Minnesota lawyer goes after L.A. and S.F. archdioceses as well as Catholic high schools over abuse claims against clergy

By Danny Karel

Since the passage of California’s Child Victim’s Act, the law firm of attorney Jeff Anderson (second from the right) has filed a number of lawsuits seeking justice for sexual abuse survivors

From Dec. 26 to Jan. 2, attorney Jeff Anderson’s firm filed a flurry of lawsuits against all but one Roman Catholic bishop in California, the archdioceses of Los Angeles and San Francisco, and a number of Catholic high schools, including St. Francis High in La Cañada Flintridge and Mater Dei High School in Santa Ana.
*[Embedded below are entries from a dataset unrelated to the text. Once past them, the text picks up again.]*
PR #674, opened 2019-11-21
Prevent Gazelle from generating duplicate repository rules

linzhp:
When a `go.mod` file has:

```
require (
	github.com/Selvatico/go-mocket v1.0.7
	github.com/selvatico/go-mocket v1.0.7
)
```

`gazelle update-repos` would generate two `go_repository` rules with the same name, causing indeterminism in the order of resulting `go_repository` rules. In most cases, users should not import both `github.com/Selvatico/go-mocket` and `github.com/selvatico/go-mocket` in the same module, so `gazelle update-repos` should report errors. However, if that's what users really want, they should to add a `replace` statement in the `go.mod` file like this:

“That’s just the beginning,” said the Minneapolis-based Anderson who has spent nearly four decades representing survivors of sexual abuse committed by clergy. “We’re launching suits against a variety of institutions, from private to public, with dozens if not now hundreds of cases that our team is preparing. We’re getting calls and working them up as we speak.”

The reason for the lawsuits is Assembly Bill 218 (AB 218), or the California Child Victim’s Act, which was signed into law on Oct. 14 and went into effect on New Year’s Day. Anderson’s firm helped construct the language of the bill, which was pushed through the Legislature by Democratic Assemblywoman Lorena Gonzales of San Diego, and was instrumental in its passing.
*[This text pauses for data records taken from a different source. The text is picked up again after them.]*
PR #686, opened 2019-12-23
Replace 'cat' tool call with repository_ctx.read() call.

tomaszstrejczek:
Newer versions of bazel provide repository_ctx.read() (https://docs.bazel.build/versions/master/skylark/lib/repository_ctx.html#read). 
On the other hand there is no standard 'cat' utility on Windows.

### DIFF
--- a/internal/go_repository_cache.bzl
+++ b/internal/go_repository_cache.bzl
@@ -76,11 +76,8 @@ go_repository_cache = repository_rule(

AB 218 increases the time survivors of sexual assault can bring criminal charges against their abusers — from age 26 to 40, or within five years of discovering the connection between psychological injury and the assault — and triples the financial penalties for attempting to conceal abuse. It also opens a three-year window, which began when the law went into effect on Jan. 1, for survivors to seek damages against their abusers regardless of their age, when the abuse occurred, or whether their abuser is alive or dead.

The firm has held press conferences all over the state to raise awareness about the bill, and has posted ads in numerous publications, including The Argonaut.

“[The bill] has a lot of teeth,” said Anderson. “It’s very powerful.”

Anderson said he never expected to be a lawyer who would take on the Catholic Church.

In the early 1970s, 19-year-old Anderson was living in an apartment in the Minneapolis-St. Paul area with his wife and infant son. He worked three jobs, but couldn’t afford their $50 monthly rent. He was saddled with $14,000 in medical debt and harbored a drinking problem.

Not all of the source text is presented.